Chronic lung disease in preterm lambs: effect of daily vitamin A treatment on alveolarization

Kurt H Albertine  1 Mar Janna DahlLinda W GonzalesZheng-Ming WangDrew MetcalfeDallas M HydeCharles G PlopperBarry C StarcherDavid P CarltonRichard D Bland
Affiliations

Chronic lung disease in preterm lambs: effect of daily vitamin A treatment on alveolarization

Kurt H Albertine et al.

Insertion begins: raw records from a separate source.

PR #1546, opened 2026-02-10
Check if the address is in the same /24 network as the device's IP

V45370:
Allow non-standard private networks other than 10.0.0.0 - 10.255.255.255, 172.16.0.0 - 172.31.255.255 and 192.168.0.0 - 192.168.255.255


WantClue:
RFC 1918 defines the standard IP ranges we do not move away from them.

Am J Physiol Lung Cell Mol Physiol. 2010 Jul.

Abstract

Neonatal chronic lung disease is characterized by failed formation of alveoli and capillaries, and excessive deposition of matrix elastin, which are linked to lengthy mechanical ventilation (MV) with O(2)-rich gas. Vitamin A supplementation has improved respiratory outcome of premature infants, but there is little information about the structural and molecular manifestations in the lung that occur with vitamin A treatment. We hypothesized that vitamin A supplementation during prolonged MV, without confounding by antenatal steroid treatment, would improve alveolar secondary septation, decrease thickness of the mesenchymal tissue cores between distal air space walls, and increase alveolar capillary growth. We further hypothesized that these structural advancements would be associated with modulated expression of tropoelastin and deposition of matrix elastin, phosphorylated Smad2 (pSmad2), cleaved caspase 3, proliferating cell nuclear antigen (PCNA), VEGF, VEGF-R2, and midkine in the parenchyma of the immature lung. Eight preterm lambs (125 days' gestation, term approximately 150 days) were managed by MV for 3 wk: four were treated with daily intramuscular Aquasol A (vitamin A), 5,000 IU/kg, starting at birth; four received vehicle alone. Postmortem lung assays included quantitative RT-PCR and in situ hybridization, immunoblot and immunohistochemistry, and morphometry and stereology. Daily vitamin A supplementation increased alveolar secondary septation, decreased thickness of the mesenchymal tissue cores between the distal air space walls, and increased alveolar capillary growth. Associated molecular changes were less tropoelastin mRNA expression, matrix elastin deposition, pSmad2, and PCNA protein localization in the mesenchymal tissue core of the distal air space walls. On the other hand, mRNA expression and protein abundance of VEGF, VEGF-R2, midkine, and cleaved caspase 3 were increased. We conclude that vitamin A treatment partially improves lung development in chronically ventilated preterm neonates by modulating expression of tropoelastin, deposition of elastin, and expression of vascular growth factors.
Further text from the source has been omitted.